PR #3921, opened 2025-07-10
JWT Authentication

DarioGii:
This PR introduces JWT (JSON Web Token) authentication for Stirling-PDF, allowing for stateless authentication capabilities alongside the existing session-based authentication system.

### Key Features & Changes

  JWT Authentication System
  - Core Service: JwtService.java - Token generation, validation, and cookie management
  - Authentication Filter: JwtAuthenticationFilter.java - Request interceptor for JWT validation
  - Key Management: KeyPersistenceService.java + KeyPairCleanupService.java - RSA key rotation and persistence
  - Frontend: jwt-init.js - Client-side JWT handling and URL cleanup

  Security Integration
  - SAML2: JwtSaml2AuthenticationRequestRepository.java - JWT-backed SAML request storage
  - OAuth2: Updated CustomAuthenticationSuccessHandler. java, CustomOAuth2AuthenticationSuccessHandler.java & CustomSaml2AuthenticationSuccessHandler.java for JWT integration
  - Configuration: Enhanced SecurityConfiguration.java with JWT filter chain

  Infrastructure
  - Caching: CacheConfig.java - Caffeine cache for JWT keys
  - Database: New JwtVerificationKey.java entity for key storage
  - Error Handling: JwtAuthenticationEntryPoint.java for unauthorized access

### Challenges Encountered

- Configured SecurityConfiguration to use either `UsernamePasswordAuthenticationFilter` or `JWTAuthenticationFilter` based on whether JWTs are enabled to prevent the former intercepting requests while in stateless mode.
- Removed the `.defaultSuccessUrl("/")` from login configuration as its inclusion was preventing overriding the use of the `CustomAuthenticationSuccessHandler`  and preventing proper authentication flows.
---

### General

### Documentation

- [x] I have updated relevant docs on [Stirling-PDF's doc repo](https://github.com/Stirling-Tools/Stirling-Tools.github.io/blob/main/docs/) (if functionality has heavily changed)

Screenshot 2025-07-10 at 13 35 56

Screenshot 2025-07-10 at 13 36 10

eb750e8c3954fc47b2dd2e6e76ddb7d5

Screenshot 2025-07-10 at 13 30 57

### Testing (if applicable)


proprietary/src/main/java/stirling/software/proprietary/security/CustomAuthenticationSuccessHandler.java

* _Work required_
Beginning with the line that holds "Screenshot 2025-07-10 at 13 30 57", copy the entries exactly to their last line, and leave out every earlier line.

* _Solution to this problem_
Screenshot 2025-07-10 at 13 30 57

### Testing (if applicable)


proprietary/src/main/java/stirling/software/proprietary/security/CustomAuthenticationSuccessHandler.java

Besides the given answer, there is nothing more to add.